Instructions to follow: Locate the word "rozPierog" in the entries below, then gather every line that holds it.

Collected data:
◇ ◇ ◇ ◇

PR #172, opened 2018-11-30
Test refactor

radex:


src/adapters/__tests__/commonTests.js
```diff
@@ -55,16 +55,16 @@ export default () => [
             migrations: schemaMigrations({ migrations: [] }),
           }),
       ).not.toThrowError()
```
rozPierog:
```suggestion
      ).not.toThrow()
```
Same on line 45 and 48

radex: you mean whitespace or the `toThrow` → `toThrowError`?

rozPierog: Whitespace change was a mistake, sorry about that. I was talking about changing all `toThrowError` into `toThrow`

rozPierog: > agree with the linter that consistency is more important

Yeah, but something must have gone horribly wrong. Right now there is `toThrow` and `toThrowError` _in the same file_ just few lines of each other. There had to be something wrong with how eslint if as you said it were to replace all names with primary name instead of aliases.

In the _next line_ there is `toThrow` changed from `toThrowError`  That is why I highlighted this line to fix it.

radex: 🤔 ok — will take a look, didn't notice that

radex:
fixed ¯\_(ツ)_/¯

◇ ◇ ◇ ◇

Response area:
rozPierog:
rozPierog: Whitespace change was a mistake, sorry about that. I was talking about changing all `toThrowError` into `toThrow`
rozPierog: > agree with the linter that consistency is more important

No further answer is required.